Cap-and-trade is not the best way to reduce atmospheric carbon, however. Fee and dividend is a much more promising solution which is not only more effective but creates a progressive tax structure. In this scheme, a fee is levied on carbon at the source: the wellhead, the mine, the port when it enters the country. At the end of each year the proceeds are divided equally and every citizen receives a dividend.

"Myth #4: It (Fee and Dividend) will unfairly hurt poor people because they pay a greater percentage of their income for energy prices.

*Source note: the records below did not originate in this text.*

PR #3254, opened 2017-10-31
Fix debugger test failures

huguesv:
Don't add the ptvsd_launcher.py parent folder to the PREFIXES array of standard library folders. The ptvsd files are already in the DONT_DEBUG array of files to never debug.

### DIFF
--- a/Python/Product/PythonTools/ptvsd/debugger.py
+++ b/Python/Product/PythonTools/ptvsd/debugger.py
@@ -370,7 +370,7 @@ def get_thread_from_id(id):
 def should_send_frame(frame):
     return (frame is not None and
             frame.f_code not in DEBUG_ENTRYPOINTS and
-            path.normcase(frame.f_code.co_filename) not in DONT_DEBUG)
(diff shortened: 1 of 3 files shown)


zooba:
Do we know why that line was added in the first place?

huguesv:
You said "Fixes ptvsd directory not being excluded" but I'm not sure what were the repro steps for that.
https://github.com/Microsoft/PTVS/commit/2b56096fbd001bc1ea5acb9397acf77873f50c16

zooba:
Ah, I was trying to hide the ptvsd modules from the modules window. I bet they're showing up again now, or they may be showing up as "user code" - I don't think we filter these using `DONT_DEBUG`.

huguesv:
Yeah they show up in modules window. Since we pretend that ptvsd doesn't exist when debugging (always removed from call stack) then we probably don't want to skip sending the module loaded event for them (DONT_DEBUG) as well, all the time?

zooba:
I think what you're saying is "we should skip sending module load events for items in DONT_DEBUG"? If so, yeah, let's just do that.

PR #3255, opened 2017-10-31
Enables full line highlighting for breakpoints and call stack locations.

zooba:
Enables full line highlighting for breakpoints and call stack locations.
Prevents setting breakpoints on empty lines.
Make LocationToIndex and IndexToLocation functions public
Make LocationToIndex deliberately support columns well beyond the line length.

The LocationToIndex and IndexToLocation functions were always meant to become public - it's the only reliable way to translate between the two formats.

### DIFF
--- a/Python/Product/Debugger/Debugger/PythonProcess.cs
+++ b/Python/Product/Debugger/Debugger/PythonProcess.cs
@@ -490,9 +490,6 @@ namespace Microsoft.PythonTools.Debugger {
 
         internal SourceSpan GetStatementSpan(string filename, int line, int column = 0) {
             var ast = GetAst(filename);
-            if (ast == null) {
-                return new SourceSpan(new SourceLocation(line, 1), new SourceLocation(line, 1));
-            }
             int len = 0;
             if (ast != null) {
                 int start = ast.LocationToIndex(new SourceLocation(line, 1));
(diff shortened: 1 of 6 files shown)


Python/Product/Debugger/Debugger/PythonProcess.cs
```diff
@@ -488,6 +488,21 @@ public PythonProcess(PythonLanguageVersion languageVersion, string exe, string a
             return ast;
         }
 
+        internal SourceSpan GetStatementSpan(string filename, int line, int column = 0) {
```
huguesv: Remove column param that is unused?

Python/Product/Debugger/Debugger/PythonProcess.cs
```diff
@@ -488,6 +488,21 @@ public PythonProcess(PythonLanguageVersion languageVersion, string exe, string a
...
+            var ast = GetAst(filename);
+            if (ast == null) {
+                return new SourceSpan(new SourceLocation(line, 1), new SourceLocation(line, 1));
+            }
+            int len = 0;
+            if (ast != null) {
```
huguesv: ast won't be null here

Python/Product/Debugger/Debugger/PythonProcess.cs
zooba: Planning for future use - if we switch to an AST walk (which might make sense) and start doing opcode lookups then the column will be relevant. (Might not be available, but we'll deal with that when it comes.)

PR #3258, opened 2017-11-01
Fixes #1639 Support PEP 515 syntax

### LINKED ISSUE #1639: Support PEP 515 syntax
[PEP 515](https://www.python.org/dev/peps/pep-0515/) adds support for underscores within numeric literals.

These are ignored by the parser, but we need to round-trip them correctly.

zooba:
Fixes #1639 Support PEP 515 syntax
Makes tokenizer skip underscores in numbers
Adds post-parsing error reporting


zooba:
Still need more tests - open to suggestions for formats that should be handled.

The post-parse error reporting lets us not break an entire script because of a misplaced underscore, but we will inform users about tokens that will fail to parse. I think this is better than handling it all in the tokenizer, since it means you won't get 1000 errors while typing a number.

zooba:
I'm happy with the coverage now, feel free to review.

Python/Product/Analysis/Parsing/Tokenizer.cs
```diff
@@ -1200,30 +1212,32 @@ public Tokenizer(PythonLanguageVersion version, ErrorSink errorSink = null, Toke
                     case 'L':
                         MarkTokenEnd();
 
-                        if (_langVersion.Is3x()) {
-                            ReportSyntaxError(new IndexSpan(_tokenEndIndex - 1, 1), "invalid token", ErrorCodes.SyntaxError);
+                        if (Verbatim) {
```
huguesv: Is there code somewhere else that will report the syntax error on 3.x (for invalid 'L')?

Python/Product/Analysis/Parsing/Tokenizer.cs
```diff
@@ -1307,28 +1321,37 @@ public Tokenizer(PythonLanguageVersion version, ErrorSink errorSink = null, Toke
...
-                        return new ConstantValueToken(ParseFloat(GetTokenString()));
+                        return new ConstantValueToken(ParseFloat(tokenStr));
                 }
             }
         }
 
         private Token ReadExponent(bool leftIsFloat = false) {
+            BufferBack();
+            MarkTokenEnd();
+            var beforeEStr = GetTokenString();
```
huguesv: unused variable?

Python/Tests/Analysis/ParserTests.cs
```diff
@@ -853,6 +853,46 @@ public class ParserTests {
         }
 
         [TestMethod, Priority(0)]
+        public void Literals36() {
```
huguesv: Maybe add a 3.5 test that verify we report errors?

Python/Product/Analysis/Parsing/Tokenizer.cs
zooba: Yeah, was a nice but ultimately insufficient idea to validate better.

Python/Product/Analysis/Parsing/Tokenizer.cs
zooba: No, I'll add it (and some tests)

Exactly the opposite is true. Percentages don’t matter. As long as rich people use more energy than poor people, poor people will always benefit from fee-and-dividend. Fee-and-dividend is the only solution that is progressive and will help the economy. Suppose we have two residents: a rich person and a poor person. The rich person makes $100K/yr and pays out $100 per year in the fee because he has a big house and a private jet. Our poor person makes $1,000/yr and pays $10 per year in the extra fee since the poor person uses less energy than the rich person. What happens is that each person gets a $55 rebate. So the poor person doesn’t pay more for energy under this plan…he actually makes money! So instead of paying out $10, the poor person is now $45 a year richer. So the people who can least afford higher energy prices are always better off in a fee-and-dividend scheme."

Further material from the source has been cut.